My panic was as physical as the sensation of falling just before sleep, and my body jolted into action. I started to run, fire tearing through my muscles instantly, but this time I didn’t stop. I should have checked her before I left. Why didn’t I do that? She’d told me she was desperate, and I left her to take sleeping pills, alone. Was I mad? Was I fucking MAD?
‘No!’ I gasped desperately, rounding the corner expecting to see the cars surrounding the cottage, the police breaking in – but there it was, just as I’d left it forty minutes earlier. No sign of any activity at all. I hurtled to the gate and shoved it open, before fumbling with my keys in the door and crashing up the stairs. I flung open the door to our bedroom, to see her lying on her side, still under the duvet, looking at her phone.
‘You’re all right!’ I exclaimed as the door smacked into the wardrobe. ‘Oh, thank God.’
She lifted her head up. ‘What on earth’s the matter? You look like you’re about to have a heart attack.’ She looked at my feet. ‘You’re also treading mud everywhere.’
I glanced down in confusion. She was right.
‘Sorry,’ I said automatically. ‘I thought you were—’ I was forced to stop and bend over to rest my hands on my thighs. I literally couldn’t catch my breath and thought I was about to be sick, or collapse. Maybe she was right and I was having a heart attack.
‘You thought I was what?’
‘I don’t even know really.’ I straightened up as I tried to calm down. ‘I was just – I saw three police cars and an ambulance go past in this direction, lights blaring. I was coming back from a run. I just – panicked.’
‘You thought I’d done something silly?’
‘Yes – no… I don’t know!’
‘I would never do that to you and the girls. Ever.’ She sat up properly, put her phone down on the mattress, and for the first time since it had all happened, she smiled properly at me. ‘I actually feel great. I slept and it was amazing. I took the pill, closed my eyes and thought “Well this is rubbish, nothing’s happening” opened them again and it was ten hours later!’

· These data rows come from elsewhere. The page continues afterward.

Issue #265, opened 2015-06-04
Allow to configure outgoing proxy with PAC file/URL


zapbot:
```
Be nice for ZAP to support Proxy Auto Config files.

This might well do the job: http://blogger.ziesemer.com/2009/05/markutils-pacproxyselector-java.html

It requires Mozilla Rhino, but there are plenty of other things we could use a JavaScript
engine for!


```

Original issue reported on code.google.com by `psiinon` on 2012-01-20 17:31:03

afeld:
Seems that this issue should be closed...

![screen shot 2016-01-21 at 11 24 41 am](https://cloud.githubusercontent.com/assets/86842/12486655/949a6592-c031-11e5-8cd2-8da1332a3710.png)

psiinon:
You're right :)

aine-rb:
I guess that we talk about "client-side" of ZAP in this issue. The issue https://github.com/zaproxy/zaproxy/issues/621 talks about "server-side".
What we're looking for here is an engine inside ZAP capable of interpreting javascript function FindProxyForURL(), and a new option in the Connection Options panel allowing the user to configure the outgoing proxy through a Proxy auto-config file accessed by URL (like Firefox does).

I would like to develop this functionality. It will be my first issue on ZAP, if you agree.

thc202:
Updated the issue for that use case.

aine-rb:
The PAC script evaluation functionality is written (see the PACScript class of the org.zaproxy.zap.extension.script package). I would like to let someone else develop the activation of this class, allowing ZAP to configure its outgoing proxy server dynamically through PAC files.

Here is what needs to be done with the PACScript class in order to evaluate PAC files:

    Create a new PACScript object
    Evaluate its content every time it's needed through the evaluate() method.

Examples can be found in the Unit Test class org.zaproxy.zap.extension.script.PACScriptUnitTest of the test directory.

kingthorin:
https://github.com/zaproxy/zaproxy/pull/2556

sudpan:
Hello, I wish to use a pac script file as outgoing proxy in ZAP. I came across this issue and see that parts of it are done. I am not a great coder, so cannot really figure out if the functionality is completely done in the back-end.

[...]

PR #2556, opened 2016-06-09
Add PAC file function evaluation

aine-rb:
This commit adds the PACScript class, which should be used to evaluate Proxy Auto Config files in order to setup dynamically the outgoing proxy server. To do so, it's necessary to:

```
Create a new PACScript object
Evaluate its content every time it's needed through the evaluate() method Examples can be found in the Unit Test file of the class named PACScriptUnitTest.
```

This class depends on the Rhino external library.

### DIFF
--- a/LEGALNOTICE.md
+++ b/LEGALNOTICE.md
@@ -49,6 +49,7 @@ and subject to their respective licenses.
 | commons-text-1.6.jar                | Apache 2.0                |
 | commons-validator-1.6.jar           | Apache 2.0                |
 | diffutils-1.2.1.jar                 | Apache 2.0                |
+| delight-nashorn-sandbox-0.1.25.jar  | Apache 2.0                |
 | ezmorph-1.0.6.jar                   | Apache 2.0                |
 | harlib-1.1.2.jar                    | Apache 2.0                |
 | hsqldb-2.4.1.jar                    | BSD                       |
--- a/zap/src/main/java/org/zaproxy/zap/extension/script/PacScript.java
+++ b/zap/src/main/java/org/zaproxy/zap/extension/script/PacScript.java
@@ -1,0 +1,864 @@
+/*
+ * Zed Attack Proxy (ZAP) and its related class files.
+ *
+ * ZAP is an HTTP/HTTPS proxy for assessing web application security.
+ *
+ * Copyright 2016 The ZAP Development Team
+ *
+ * Licensed under the Apache License, Version 2.0 (the "License");
+ * you may not use this file except in compliance with the License.
+ * You may obtain a copy of the License at
+ *
+ *     http://www.apache.org/licenses/LICENSE-2.0
+ *
+ * Unless required by applicable law or agreed to in writing, software
+ * distributed under the License is distributed on an "AS IS" BASIS,
+ * WITHOUT WARRANTIES OR CONDITIONS OF ANY KIND, either express or implied.
+ * See the License for the specific language governing permissions and
+ * limitations under the License.
+ */
+package org.zaproxy.zap.extension.script;
+
+import delight.nashornsandbox.NashornSandbox;
+import delight.nashornsandbox.NashornSandboxes;
+import delight.nashornsandbox.exceptions.ScriptAbuseException;
+import java.io.IOException;
+import java.net.InetAddress;
+import java.net.NetworkInterface;
+import java.net.SocketException;
+import java.net.URL;
+import java.net.UnknownHostException;
+import java.nio.charset.StandardCharsets;
+import java.time.Clock;
+import java.time.DayOfWeek;
+import java.time.LocalDate;
+import java.time.LocalTime;
+import java.time.ZoneId;
+import java.time.temporal.ChronoUnit;
+import java.time.temporal.WeekFields;
+import java.util.Arrays;
+import java.util.Collections;
+import java.util.Enumeration;
+import java.util.List;
+import java.util.function.BiFunction;
+import java.util.function.Function;
+import java.util.function.Supplier;
+import java.util.regex.Pattern;
+import java.util.regex.PatternSyntaxException;
+import javax.script.Invocable;
+import javax.script.ScriptException;
+import org.apache.commons.io.IOUtils;
+
+/**
+ * Represents a PAC script file and methods to evaluate its content.
+ *
+ * @author aine-rb
+ */
+public class PacScript {
+
+    private static final String GMT_TIME_ZONE = "GMT";
+    private static final List<String> MONTHS =
+            Collections.unmodifiableList(
+                    Arrays.asList(
+                            "JAN", "FEB", "MAR", "APR", "MAY", "JUN", "JUL", "AUG", "SEP", "OCT",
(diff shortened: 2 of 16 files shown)


src/org/zaproxy/zap/extension/script/PACScript.java
```diff
@@ -0,0 +1,849 @@
...
+ * distributed under the License is distributed on an "AS IS" BASIS,
+ * WITHOUT WARRANTIES OR CONDITIONS OF ANY KIND, either express or implied.
+ * See the License for the specific language governing permissions and
+ * limitations under the License.
+ */
+
+package org.zaproxy.zap.extension.script;
+
+import java.io.IOException;
+import java.net.*;
```
kingthorin: Specific imports are preferred over wildcards

src/org/zaproxy/zap/extension/script/PACScript.java
```diff
@@ -0,0 +1,849 @@
...
+import java.text.ParseException;
+import java.text.SimpleDateFormat;
+import java.util.*;
```
kingthorin: Specific imports are preferred over wildcards

src/org/zaproxy/zap/extension/script/PACScript.java
```diff
@@ -0,0 +1,849 @@
...
+            return Context.toString(scriptRes);
+        } catch (Exception e) {
+            logger.error(e.getMessage(), e);
+            return "";
+        } finally {
+            Context.exit();
+        }
+    }
+
+    private static boolean isDay (String value)
```
kingthorin: I suspect java already has such a mechanism?

For a bunch of the buiLatin date related functionality couldn't a DateValidator or some existing java functionality be used?

src/org/zaproxy/zap/extension/script/PACScript.java
```diff
@@ -0,0 +1,849 @@
...
+        } catch (NumberFormatException e) {
+            return false;
+        }
+
+        return day > 0 && day <= 31;
+    }
+
+    private static boolean isMonth (String value)
+    {
+        String[] months = {"JAN", "FEB", "MAR", "APR", "MAY", "JUN", "JUL", "AUG", "SEP", "OCT", "NOV", "DEC"};
```
kingthorin: Thus series of strings seems to be declared more than once. Would a constant be more appropriate?

test/org/zaproxy/zap/extension/script/PACScriptUnitTest.java
```diff
@@ -0,0 +1,265 @@
...
+ * WITHOUT WARRANTIES OR CONDITIONS OF ANY KIND, either express or implied.
+ * See the License for the specific language governing permissions and
+ * limitations under the License.
+ */
+
+package org.zaproxy.zap.extension.script;
+
+import java.net.URL;
+import java.nio.file.Paths;
+import java.util.*;
```
kingthorin: Specific imports are preferred over wildcards

kingthorin:
@aine-rb fixup coming?

src/org/zaproxy/zap/extension/script/PACScript.java
aine-rb: What we want here is exactly what is written in the code : some simple functions which try to find out if the String given in argument is a day, a month, or a year. We do not want a DateValidator object or any other Java Date mechanism. It' mainly because of the PAC file standard: The function dateRange() can have different type of values for a same parameter (day, month, year or timezone), but it's never a Java friendly Date format value. It depends on the number of argument values passed to the function and the order of the arguments. It's not really developer-friendly but this standard is a very old one, created for Netscape Navigator back in 1996 and he didn't really change since this moment. Then, we have to deal with it.

aine-rb:
Sorry for the delay, fixup done.
Thank you for your comments kingthorin.

thc202:
Probably better to wait for Java 8 move, that way we just need to support one JavaScript engine (instead of adding a 3rd one) and we can properly sandbox the PAC script.

@aine-rb would you mind allowing modification by maintainers? [1]

[1] https://help.github.com/articles/allowing-changes-to-a-pull-request-branch-created-from-a-fork/

kingthorin:
https://github.com/zaproxy/zaproxy/pull/2556

aine-rb:
Allowing edits from maintainers is done.

thc202:
@aine-rb thanks!

psiinon:
Just had a request re #265 and saw the link to this.
We've moved to Java 8, so can we now update and merge this PR?

kingthorin:
Should be reworked for Nashorn.

thc202:
- Rebased to include the build changes (#5369):
   - Moved the files to new locations;
   - Normalised the indentation;
   - Tweaked how the test files are loaded (load as resource instead of using `Paths`);
   - Removed the local Rhino library and use the (latest) one from Maven Central.
 - Removed version JavaDoc tag from the new classes, as we don't maintain that;
 - Changed the JavaDoc of the test class to be the same as the other tests;
 - Addressed deprecation on IOUtils usage in `PACScript`.

thc202:
- Changed to use Nashorn sandboxed (it still needs to be tuned).
   - Remove Rhino dependency and references in JavaDoc.
   - Add dependency on Nashorn sandbox.
 - Throw exceptions when failed to obtain/parse the script instead of just logging and continue.
 - Parse the script once and invoke as needed.
 - Extract constant for the days and use `List`s always for months and days.
 - Make everything that can be private and static.

thc202:
Investigating a test failure:
```
org.zaproxy.zap.extension.script.PACScriptUnitTest > test_timeRange FAILED
    org.junit.ComparisonFailure: expected:<[SUCCESS]> but was:<[FAILURE]>
        at org.junit.Assert.assertEquals(Assert.java:115)
        at org.junit.Assert.assertEquals(Assert.java:144)
        at org.zaproxy.zap.extension.script.PACScriptUnitTest.test_timeRange(PACScriptUnitTest.java:238)
```
seems unrelated to the above changes, tests were passing some hours ago (locally) and now failing...

thc202:
Updated #265 with remaining tasks (which IMO can be done in follow up PRs, once this is merged).

thc202:
The test is failing because the time checks are incorrect for some hours (e.g. it sums two hours to current hour which at the end of the day gives an invalid hour).

kingthorin:
So the functionality it technically incorrect? Fix inbound?

thc202:
Sorry for not being clear, it's the time checks in the test that are not correct. The implementation of the PAC function is ok (afaict).

Yes, was thinking on changing the tests to use hardcoded values to avoid these cases.

kingthorin:
Okay thanks!

thc202:
Changes done, now using a fixed clock for the tests.

thc202:
Did some cosmetic changes:
 - Rename `PACScript` to `PacScript`;
 - Rename variables to start with lower case;
 - Remove `test_` prefix from test files (that's already implied by being in the test resources dir).

thc202:
@aine-rb thanks!

aine-rb:
Thank you for your modifications and updates.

‘Wow!’ I said weakly, starting to take off my trainers. She was right – I’d made a right mess everywhere. ‘That’s impressive.’
‘Yes – and also very scary,’ she said. ‘You can see how people get addicted.’ She rolled over, sat up, and the open envelope tumbled out of a duvet crease. It was empty.
‘Alex, how many of those did you take last night?’ I stared at it.